START PROVIDED DATA

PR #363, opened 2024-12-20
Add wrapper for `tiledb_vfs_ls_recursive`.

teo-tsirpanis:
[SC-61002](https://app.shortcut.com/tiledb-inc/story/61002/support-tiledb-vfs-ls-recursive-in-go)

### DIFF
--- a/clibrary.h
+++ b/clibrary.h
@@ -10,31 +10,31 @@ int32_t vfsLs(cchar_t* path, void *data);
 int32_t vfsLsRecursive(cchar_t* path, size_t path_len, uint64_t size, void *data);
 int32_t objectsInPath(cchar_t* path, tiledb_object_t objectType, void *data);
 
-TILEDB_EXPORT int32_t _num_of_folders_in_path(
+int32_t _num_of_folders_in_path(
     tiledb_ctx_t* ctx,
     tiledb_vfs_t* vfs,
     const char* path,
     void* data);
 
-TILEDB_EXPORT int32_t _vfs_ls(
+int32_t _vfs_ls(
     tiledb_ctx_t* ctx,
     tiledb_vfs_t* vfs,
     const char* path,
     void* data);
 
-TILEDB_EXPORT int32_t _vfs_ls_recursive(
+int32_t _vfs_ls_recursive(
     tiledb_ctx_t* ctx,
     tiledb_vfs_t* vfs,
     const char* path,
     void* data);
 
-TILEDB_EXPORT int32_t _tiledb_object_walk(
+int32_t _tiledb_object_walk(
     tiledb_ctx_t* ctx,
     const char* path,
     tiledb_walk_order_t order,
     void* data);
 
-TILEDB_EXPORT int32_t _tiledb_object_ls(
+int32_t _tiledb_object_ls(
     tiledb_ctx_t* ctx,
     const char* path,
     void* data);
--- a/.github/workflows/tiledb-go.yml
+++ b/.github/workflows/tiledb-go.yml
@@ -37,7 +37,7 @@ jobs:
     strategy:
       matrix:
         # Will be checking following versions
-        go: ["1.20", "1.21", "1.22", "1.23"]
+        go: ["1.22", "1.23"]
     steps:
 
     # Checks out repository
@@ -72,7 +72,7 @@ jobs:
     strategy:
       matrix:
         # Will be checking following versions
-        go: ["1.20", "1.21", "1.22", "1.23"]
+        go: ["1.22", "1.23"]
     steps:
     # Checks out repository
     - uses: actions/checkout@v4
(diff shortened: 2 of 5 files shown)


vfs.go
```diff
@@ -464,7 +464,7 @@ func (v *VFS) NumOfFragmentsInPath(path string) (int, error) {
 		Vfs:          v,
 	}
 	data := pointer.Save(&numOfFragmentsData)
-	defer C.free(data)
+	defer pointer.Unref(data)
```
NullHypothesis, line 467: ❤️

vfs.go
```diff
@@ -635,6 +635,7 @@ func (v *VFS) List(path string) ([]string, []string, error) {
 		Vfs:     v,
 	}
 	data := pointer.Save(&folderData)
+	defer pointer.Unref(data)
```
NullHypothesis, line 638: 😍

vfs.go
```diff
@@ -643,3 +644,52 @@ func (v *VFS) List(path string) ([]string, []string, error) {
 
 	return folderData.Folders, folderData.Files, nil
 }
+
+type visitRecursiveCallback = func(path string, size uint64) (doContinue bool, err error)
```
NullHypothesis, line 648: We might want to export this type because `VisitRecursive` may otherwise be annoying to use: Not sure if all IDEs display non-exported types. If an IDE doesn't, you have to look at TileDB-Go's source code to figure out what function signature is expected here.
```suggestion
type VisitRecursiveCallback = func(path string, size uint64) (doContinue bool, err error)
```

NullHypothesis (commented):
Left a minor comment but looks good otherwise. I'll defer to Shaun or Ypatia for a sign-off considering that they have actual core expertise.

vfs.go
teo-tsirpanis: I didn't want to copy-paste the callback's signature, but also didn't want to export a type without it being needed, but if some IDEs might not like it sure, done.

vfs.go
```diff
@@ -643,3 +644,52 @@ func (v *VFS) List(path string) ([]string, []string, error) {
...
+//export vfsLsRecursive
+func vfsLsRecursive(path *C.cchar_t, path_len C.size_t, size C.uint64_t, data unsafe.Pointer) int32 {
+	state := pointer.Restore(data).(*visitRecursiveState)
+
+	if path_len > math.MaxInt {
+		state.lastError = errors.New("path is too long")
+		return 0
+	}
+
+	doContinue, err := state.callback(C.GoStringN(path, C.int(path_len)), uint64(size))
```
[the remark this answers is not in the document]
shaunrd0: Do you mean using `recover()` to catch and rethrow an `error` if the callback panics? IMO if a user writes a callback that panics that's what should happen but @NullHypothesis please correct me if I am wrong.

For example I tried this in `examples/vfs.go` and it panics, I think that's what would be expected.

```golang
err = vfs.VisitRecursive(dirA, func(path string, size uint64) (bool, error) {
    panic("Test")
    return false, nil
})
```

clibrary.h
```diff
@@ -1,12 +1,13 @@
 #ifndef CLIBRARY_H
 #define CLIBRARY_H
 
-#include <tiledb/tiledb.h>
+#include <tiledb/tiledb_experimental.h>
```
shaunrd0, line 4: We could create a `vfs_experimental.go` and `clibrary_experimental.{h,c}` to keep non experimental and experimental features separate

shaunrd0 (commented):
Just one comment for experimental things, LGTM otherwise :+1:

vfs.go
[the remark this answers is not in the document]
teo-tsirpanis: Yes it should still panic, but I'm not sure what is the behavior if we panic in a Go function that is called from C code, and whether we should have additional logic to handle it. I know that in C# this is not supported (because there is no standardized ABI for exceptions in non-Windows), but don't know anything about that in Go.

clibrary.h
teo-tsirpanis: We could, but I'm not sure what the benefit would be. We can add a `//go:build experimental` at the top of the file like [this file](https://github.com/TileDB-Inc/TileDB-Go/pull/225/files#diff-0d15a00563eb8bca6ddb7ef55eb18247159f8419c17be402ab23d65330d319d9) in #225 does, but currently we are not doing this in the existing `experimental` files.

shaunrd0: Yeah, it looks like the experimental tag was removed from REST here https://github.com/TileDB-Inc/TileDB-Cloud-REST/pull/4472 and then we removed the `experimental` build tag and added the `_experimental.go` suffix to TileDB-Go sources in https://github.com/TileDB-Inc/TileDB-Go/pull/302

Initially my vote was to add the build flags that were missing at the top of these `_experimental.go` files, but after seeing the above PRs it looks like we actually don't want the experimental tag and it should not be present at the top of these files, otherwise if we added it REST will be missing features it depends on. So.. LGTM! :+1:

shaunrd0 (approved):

END PROVIDED DATA

__DIRECTIONS FOR THIS TASK__.
Could you copy every record above exactly as written?

__YOUR RESPONSE__.
PR #363, opened 2024-12-20
Add wrapper for `tiledb_vfs_ls_recursive`.

teo-tsirpanis:
[SC-61002](https://app.shortcut.com/tiledb-inc/story/61002/support-tiledb-vfs-ls-recursive-in-go)

### DIFF
--- a/clibrary.h
+++ b/clibrary.h
@@ -10,31 +10,31 @@ int32_t vfsLs(cchar_t* path, void *data);
 int32_t vfsLsRecursive(cchar_t* path, size_t path_len, uint64_t size, void *data);
 int32_t objectsInPath(cchar_t* path, tiledb_object_t objectType, void *data);
 
-TILEDB_EXPORT int32_t _num_of_folders_in_path(
+int32_t _num_of_folders_in_path(
     tiledb_ctx_t* ctx,
     tiledb_vfs_t* vfs,
     const char* path,
     void* data);
 
-TILEDB_EXPORT int32_t _vfs_ls(
+int32_t _vfs_ls(
     tiledb_ctx_t* ctx,
     tiledb_vfs_t* vfs,
     const char* path,
     void* data);
 
-TILEDB_EXPORT int32_t _vfs_ls_recursive(
+int32_t _vfs_ls_recursive(
     tiledb_ctx_t* ctx,
     tiledb_vfs_t* vfs,
     const char* path,
     void* data);
 
-TILEDB_EXPORT int32_t _tiledb_object_walk(
+int32_t _tiledb_object_walk(
     tiledb_ctx_t* ctx,
     const char* path,
     tiledb_walk_order_t order,
     void* data);
 
-TILEDB_EXPORT int32_t _tiledb_object_ls(
+int32_t _tiledb_object_ls(
     tiledb_ctx_t* ctx,
     const char* path,
     void* data);
--- a/.github/workflows/tiledb-go.yml
+++ b/.github/workflows/tiledb-go.yml
@@ -37,7 +37,7 @@ jobs:
     strategy:
       matrix:
         # Will be checking following versions
-        go: ["1.20", "1.21", "1.22", "1.23"]
+        go: ["1.22", "1.23"]
     steps:
 
     # Checks out repository
@@ -72,7 +72,7 @@ jobs:
     strategy:
       matrix:
         # Will be checking following versions
-        go: ["1.20", "1.21", "1.22", "1.23"]
+        go: ["1.22", "1.23"]
     steps:
     # Checks out repository
     - uses: actions/checkout@v4
(diff shortened: 2 of 5 files shown)


vfs.go
```diff
@@ -464,7 +464,7 @@ func (v *VFS) NumOfFragmentsInPath(path string) (int, error) {
 		Vfs:          v,
 	}
 	data := pointer.Save(&numOfFragmentsData)
-	defer C.free(data)
+	defer pointer.Unref(data)
```
NullHypothesis, line 467: ❤️

vfs.go
```diff
@@ -635,6 +635,7 @@ func (v *VFS) List(path string) ([]string, []string, error) {
 		Vfs:     v,
 	}
 	data := pointer.Save(&folderData)
+	defer pointer.Unref(data)
```
NullHypothesis, line 638: 😍

vfs.go
```diff
@@ -643,3 +644,52 @@ func (v *VFS) List(path string) ([]string, []string, error) {
 
 	return folderData.Folders, folderData.Files, nil
 }
+
+type visitRecursiveCallback = func(path string, size uint64) (doContinue bool, err error)
```
NullHypothesis, line 648: We might want to export this type because `VisitRecursive` may otherwise be annoying to use: Not sure if all IDEs display non-exported types. If an IDE doesn't, you have to look at TileDB-Go's source code to figure out what function signature is expected here.
```suggestion
type VisitRecursiveCallback = func(path string, size uint64) (doContinue bool, err error)
```

NullHypothesis (commented):
Left a minor comment but looks good otherwise. I'll defer to Shaun or Ypatia for a sign-off considering that they have actual core expertise.

vfs.go
teo-tsirpanis: I didn't want to copy-paste the callback's signature, but also didn't want to export a type without it being needed, but if some IDEs might not like it sure, done.

vfs.go
```diff
@@ -643,3 +644,52 @@ func (v *VFS) List(path string) ([]string, []string, error) {
...
+//export vfsLsRecursive
+func vfsLsRecursive(path *C.cchar_t, path_len C.size_t, size C.uint64_t, data unsafe.Pointer) int32 {
+	state := pointer.Restore(data).(*visitRecursiveState)
+
+	if path_len > math.MaxInt {
+		state.lastError = errors.New("path is too long")
+		return 0
+	}
+
+	doContinue, err := state.callback(C.GoStringN(path, C.int(path_len)), uint64(size))
```
[the remark this answers is not in the document]
shaunrd0: Do you mean using `recover()` to catch and rethrow an `error` if the callback panics? IMO if a user writes a callback that panics that's what should happen but @NullHypothesis please correct me if I am wrong.

For example I tried this in `examples/vfs.go` and it panics, I think that's what would be expected.

```golang
err = vfs.VisitRecursive(dirA, func(path string, size uint64) (bool, error) {
    panic("Test")
    return false, nil
})
```

clibrary.h
```diff
@@ -1,12 +1,13 @@
 #ifndef CLIBRARY_H
 #define CLIBRARY_H
 
-#include <tiledb/tiledb.h>
+#include <tiledb/tiledb_experimental.h>
```
shaunrd0, line 4: We could create a `vfs_experimental.go` and `clibrary_experimental.{h,c}` to keep non experimental and experimental features separate

shaunrd0 (commented):
Just one comment for experimental things, LGTM otherwise :+1:

vfs.go
[the remark this answers is not in the document]
teo-tsirpanis: Yes it should still panic, but I'm not sure what is the behavior if we panic in a Go function that is called from C code, and whether we should have additional logic to handle it. I know that in C# this is not supported (because there is no standardized ABI for exceptions in non-Windows), but don't know anything about that in Go.

clibrary.h
teo-tsirpanis: We could, but I'm not sure what the benefit would be. We can add a `//go:build experimental` at the top of the file like [this file](https://github.com/TileDB-Inc/TileDB-Go/pull/225/files#diff-0d15a00563eb8bca6ddb7ef55eb18247159f8419c17be402ab23d65330d319d9) in #225 does, but currently we are not doing this in the existing `experimental` files.

shaunrd0: Yeah, it looks like the experimental tag was removed from REST here https://github.com/TileDB-Inc/TileDB-Cloud-REST/pull/4472 and then we removed the `experimental` build tag and added the `_experimental.go` suffix to TileDB-Go sources in https://github.com/TileDB-Inc/TileDB-Go/pull/302

Initially my vote was to add the build flags that were missing at the top of these `_experimental.go` files, but after seeing the above PRs it looks like we actually don't want the experimental tag and it should not be present at the top of these files, otherwise if we added it REST will be missing features it depends on. So.. LGTM! :+1:

shaunrd0 (approved):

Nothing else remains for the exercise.